* Assigned task
Line by line, copy out the data below exactly.

Stored items:
PR #6675, opened 2026-07-30
chore(ci): move every workflow off Node 20 onto Node 24

houko:
Unblocks #6658.

## The failure

Dependabot's jsdom 29 → 30 bump (#6658) fails its `build` check, and not on a test assertion — all 91 dashboard test files fail to start their vitest worker at all:

```
Error: [vitest-pool]: Failed to start forks worker for test files …/WorkflowsPage.test.tsx
Caused by: TypeError: webidl.util.markAsUncloneable is not a function
```

jsdom 30 pulls a newer undici, which calls `webidl.util.markAsUncloneable`. That API landed in Node 21. `ci.yml` pinned the job that runs those tests to Node 20, so the call resolves to `undefined` and every worker dies before a single test executes.

So it is a runtime incompatibility, not a jsdom defect: the same suite passes on a Node 24 host. Pinning jsdom back to 29 would have deferred the upgrade rather than fixed it, and left the repository on a runtime that stopped receiving active LTS support in April 2026.

## The change

Every `node-version: 20` pin moves to 24 — eleven of them, across six workflows.

Only one of those pins runs the failing tests. The rest are moved with it because `dashboard-build`, `mobile-smoke`, `release-cli`, `release-desktop` and four jobs in `release.yml` all build the same dashboard from the same lockfile. Once jsdom 30 lands, leaving any of them on Node 20 converts one visible red check into a failure discovered at release time instead.

Six pins in the repository were already on `"24"` (`deploy-worker`, `release-npm-binaries`, and three jobs in `release.yml`), so this makes the runtime uniform rather than introducing a new one. `deploy-web`, `lighthouse` and `test-web` read `web/.nvmrc` and are untouched; `deploy-docs` stays on 22, which is its own deployment target's constraint rather than this repository's build runtime.

## Verification

- `grep -rn "node-version: 20" .github/workflows/` → no matches remain; `node-version: 24` now appears 17 times (11 moved + 6 pre-existing).
- Every file in `.github/workflows/` parses as YAML (`yaml.safe_load`), so the edit did not disturb indentation — the failure mode that made #6643 necessary.
- The diff is 11 single-line replacements and nothing else; no product code is touched.
- The real proof is this PR's own CI: it exercises the upgraded runtime across every workflow changed here.

## After this lands

Re-run #6658. Its `build` check should pass, since the API it needs exists from Node 21 onward.


changelog.d/changed/6658-ci-node-24.md
```diff
@@ -0,0 +1,5 @@
+Move every CI and release workflow off Node 20 onto Node 24, which is what the dashboard's own test runner now requires.
```
houko, line 1: Minor naming nit: `changelog.d/README.md` says to lead the filename with "the PR or issue number" so fragments sort usefully, and the bullet's own trailing citation correctly reads `(#6675)` (this PR), but the filename is prefixed `6658-` (the jsdom dependabot bump this PR unblocks, not the PR the fragment belongs to). Functionally harmless — no naming collision, `check-changelog-attribution.py --all-unreleased` passes, and the release tooling keys off the trailing `(#N)` group rather than the filename — but it will sort this fragment next to unrelated #6658-numbered entries instead of near #6675. Worth renaming to `6675-ci-node-24.md` for consistency with the worked example in the README, if you agree.

---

* Solution to this task
PR #6675, opened 2026-07-30
chore(ci): move every workflow off Node 20 onto Node 24

houko:
Unblocks #6658.

## The failure

Dependabot's jsdom 29 → 30 bump (#6658) fails its `build` check, and not on a test assertion — all 91 dashboard test files fail to start their vitest worker at all:

```
Error: [vitest-pool]: Failed to start forks worker for test files …/WorkflowsPage.test.tsx
Caused by: TypeError: webidl.util.markAsUncloneable is not a function
```

jsdom 30 pulls a newer undici, which calls `webidl.util.markAsUncloneable`. That API landed in Node 21. `ci.yml` pinned the job that runs those tests to Node 20, so the call resolves to `undefined` and every worker dies before a single test executes.

So it is a runtime incompatibility, not a jsdom defect: the same suite passes on a Node 24 host. Pinning jsdom back to 29 would have deferred the upgrade rather than fixed it, and left the repository on a runtime that stopped receiving active LTS support in April 2026.

## The change

Every `node-version: 20` pin moves to 24 — eleven of them, across six workflows.

Only one of those pins runs the failing tests. The rest are moved with it because `dashboard-build`, `mobile-smoke`, `release-cli`, `release-desktop` and four jobs in `release.yml` all build the same dashboard from the same lockfile. Once jsdom 30 lands, leaving any of them on Node 20 converts one visible red check into a failure discovered at release time instead.

Six pins in the repository were already on `"24"` (`deploy-worker`, `release-npm-binaries`, and three jobs in `release.yml`), so this makes the runtime uniform rather than introducing a new one. `deploy-web`, `lighthouse` and `test-web` read `web/.nvmrc` and are untouched; `deploy-docs` stays on 22, which is its own deployment target's constraint rather than this repository's build runtime.

## Verification

- `grep -rn "node-version: 20" .github/workflows/` → no matches remain; `node-version: 24` now appears 17 times (11 moved + 6 pre-existing).
- Every file in `.github/workflows/` parses as YAML (`yaml.safe_load`), so the edit did not disturb indentation — the failure mode that made #6643 necessary.
- The diff is 11 single-line replacements and nothing else; no product code is touched.
- The real proof is this PR's own CI: it exercises the upgraded runtime across every workflow changed here.

## After this lands

Re-run #6658. Its `build` check should pass, since the API it needs exists from Node 21 onward.


changelog.d/changed/6658-ci-node-24.md
```diff
@@ -0,0 +1,5 @@
+Move every CI and release workflow off Node 20 onto Node 24, which is what the dashboard's own test runner now requires.
```
houko, line 1: Minor naming nit: `changelog.d/README.md` says to lead the filename with "the PR or issue number" so fragments sort usefully, and the bullet's own trailing citation correctly reads `(#6675)` (this PR), but the filename is prefixed `6658-` (the jsdom dependabot bump this PR unblocks, not the PR the fragment belongs to). Functionally harmless — no naming collision, `check-changelog-attribution.py --all-unreleased` passes, and the release tooling keys off the trailing `(#N)` group rather than the filename — but it will sort this fragment next to unrelated #6658-numbered entries instead of near #6675. Worth renaming to `6675-ci-node-24.md` for consistency with the worked example in the README, if you agree.

---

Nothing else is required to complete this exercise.